◆ **TO DO**
Go through the lines below and copy each one that holds the string "also".
* * *
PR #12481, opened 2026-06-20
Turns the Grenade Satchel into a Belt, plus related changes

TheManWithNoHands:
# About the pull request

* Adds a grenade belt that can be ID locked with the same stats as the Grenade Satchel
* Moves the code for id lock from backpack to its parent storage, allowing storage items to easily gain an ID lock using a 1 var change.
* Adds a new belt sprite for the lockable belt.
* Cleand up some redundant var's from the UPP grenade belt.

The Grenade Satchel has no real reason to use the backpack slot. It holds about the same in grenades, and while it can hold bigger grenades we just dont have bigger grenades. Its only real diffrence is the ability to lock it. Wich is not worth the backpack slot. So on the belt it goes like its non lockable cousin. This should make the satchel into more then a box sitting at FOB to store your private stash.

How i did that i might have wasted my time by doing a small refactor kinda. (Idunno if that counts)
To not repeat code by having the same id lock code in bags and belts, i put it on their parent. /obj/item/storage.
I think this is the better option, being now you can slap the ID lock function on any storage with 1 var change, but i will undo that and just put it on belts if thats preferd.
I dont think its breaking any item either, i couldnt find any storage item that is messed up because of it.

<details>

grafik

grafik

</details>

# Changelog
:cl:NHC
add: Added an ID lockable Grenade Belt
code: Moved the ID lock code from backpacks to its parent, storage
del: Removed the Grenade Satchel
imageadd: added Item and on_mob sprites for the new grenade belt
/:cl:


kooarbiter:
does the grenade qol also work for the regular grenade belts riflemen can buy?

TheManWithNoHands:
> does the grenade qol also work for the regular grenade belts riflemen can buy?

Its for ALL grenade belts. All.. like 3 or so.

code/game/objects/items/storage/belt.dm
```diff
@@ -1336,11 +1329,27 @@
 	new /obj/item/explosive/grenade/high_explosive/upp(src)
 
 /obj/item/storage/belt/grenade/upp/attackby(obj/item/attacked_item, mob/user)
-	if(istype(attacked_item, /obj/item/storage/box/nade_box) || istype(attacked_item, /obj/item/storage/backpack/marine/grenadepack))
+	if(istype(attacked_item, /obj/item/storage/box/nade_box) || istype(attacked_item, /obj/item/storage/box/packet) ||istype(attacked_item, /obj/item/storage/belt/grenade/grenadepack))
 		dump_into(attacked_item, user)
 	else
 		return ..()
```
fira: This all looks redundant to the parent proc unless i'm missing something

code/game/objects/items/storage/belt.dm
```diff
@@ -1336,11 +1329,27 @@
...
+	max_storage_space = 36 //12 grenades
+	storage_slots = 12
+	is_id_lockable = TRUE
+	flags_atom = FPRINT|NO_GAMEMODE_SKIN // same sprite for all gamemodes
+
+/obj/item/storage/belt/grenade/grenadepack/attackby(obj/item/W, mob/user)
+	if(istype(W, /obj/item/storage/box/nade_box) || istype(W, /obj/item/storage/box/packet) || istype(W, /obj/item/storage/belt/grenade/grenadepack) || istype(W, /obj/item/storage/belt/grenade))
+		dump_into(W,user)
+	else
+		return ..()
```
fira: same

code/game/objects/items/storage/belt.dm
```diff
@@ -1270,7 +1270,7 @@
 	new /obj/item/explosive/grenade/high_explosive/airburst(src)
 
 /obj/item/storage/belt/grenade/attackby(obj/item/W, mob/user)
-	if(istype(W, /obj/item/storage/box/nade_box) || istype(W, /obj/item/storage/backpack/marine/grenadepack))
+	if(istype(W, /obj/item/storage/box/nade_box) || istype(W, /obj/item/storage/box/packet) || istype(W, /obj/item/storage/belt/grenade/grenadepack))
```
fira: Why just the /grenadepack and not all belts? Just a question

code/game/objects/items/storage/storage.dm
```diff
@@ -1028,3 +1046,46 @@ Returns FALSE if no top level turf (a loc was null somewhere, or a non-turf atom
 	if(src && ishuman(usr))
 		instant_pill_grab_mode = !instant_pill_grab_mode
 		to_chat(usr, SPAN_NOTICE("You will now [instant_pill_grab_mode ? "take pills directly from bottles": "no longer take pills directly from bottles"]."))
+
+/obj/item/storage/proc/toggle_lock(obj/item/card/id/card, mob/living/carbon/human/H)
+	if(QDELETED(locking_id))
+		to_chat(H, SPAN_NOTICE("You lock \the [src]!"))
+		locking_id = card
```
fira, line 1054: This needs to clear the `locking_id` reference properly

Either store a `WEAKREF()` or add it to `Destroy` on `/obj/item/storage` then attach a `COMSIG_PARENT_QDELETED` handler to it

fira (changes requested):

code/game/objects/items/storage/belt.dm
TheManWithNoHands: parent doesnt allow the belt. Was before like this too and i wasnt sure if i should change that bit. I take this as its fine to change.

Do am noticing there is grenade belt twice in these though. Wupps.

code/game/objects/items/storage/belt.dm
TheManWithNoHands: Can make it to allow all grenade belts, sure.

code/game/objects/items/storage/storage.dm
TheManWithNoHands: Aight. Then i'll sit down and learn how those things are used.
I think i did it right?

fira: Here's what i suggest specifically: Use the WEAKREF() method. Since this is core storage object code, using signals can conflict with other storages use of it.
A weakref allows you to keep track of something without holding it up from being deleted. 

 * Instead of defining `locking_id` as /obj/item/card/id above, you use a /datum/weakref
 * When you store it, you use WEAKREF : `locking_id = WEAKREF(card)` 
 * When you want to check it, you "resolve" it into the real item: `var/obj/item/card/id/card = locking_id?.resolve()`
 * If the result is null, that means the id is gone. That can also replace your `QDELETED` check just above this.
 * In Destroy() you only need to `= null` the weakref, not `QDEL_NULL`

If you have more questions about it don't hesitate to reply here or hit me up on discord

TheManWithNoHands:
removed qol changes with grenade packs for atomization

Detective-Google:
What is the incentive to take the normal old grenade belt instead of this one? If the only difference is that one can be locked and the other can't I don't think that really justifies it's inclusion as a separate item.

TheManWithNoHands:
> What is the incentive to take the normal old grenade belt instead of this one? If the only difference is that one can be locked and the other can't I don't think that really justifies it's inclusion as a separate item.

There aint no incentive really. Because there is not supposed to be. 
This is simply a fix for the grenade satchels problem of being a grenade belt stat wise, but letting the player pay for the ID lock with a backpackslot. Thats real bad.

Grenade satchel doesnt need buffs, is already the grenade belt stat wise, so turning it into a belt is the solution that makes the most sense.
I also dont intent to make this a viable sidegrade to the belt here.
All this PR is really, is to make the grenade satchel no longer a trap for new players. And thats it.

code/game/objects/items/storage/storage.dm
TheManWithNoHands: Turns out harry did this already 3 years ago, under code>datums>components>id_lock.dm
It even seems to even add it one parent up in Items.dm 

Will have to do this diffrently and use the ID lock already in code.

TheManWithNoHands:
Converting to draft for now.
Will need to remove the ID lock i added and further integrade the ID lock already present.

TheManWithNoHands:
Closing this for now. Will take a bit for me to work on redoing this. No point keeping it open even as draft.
* * *
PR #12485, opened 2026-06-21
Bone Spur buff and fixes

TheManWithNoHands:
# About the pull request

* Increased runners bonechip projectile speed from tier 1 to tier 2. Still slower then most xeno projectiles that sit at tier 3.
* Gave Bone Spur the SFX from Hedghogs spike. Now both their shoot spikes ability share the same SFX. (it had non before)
* * *
◆ **ANSWER TO THIS PROBLEM**
does the grenade qol also work for the regular grenade belts riflemen can buy?
> does the grenade qol also work for the regular grenade belts riflemen can buy?
 * If the result is null, that means the id is gone. That can also replace your `QDELETED` check just above this.
I also dont intent to make this a viable sidegrade to the belt here.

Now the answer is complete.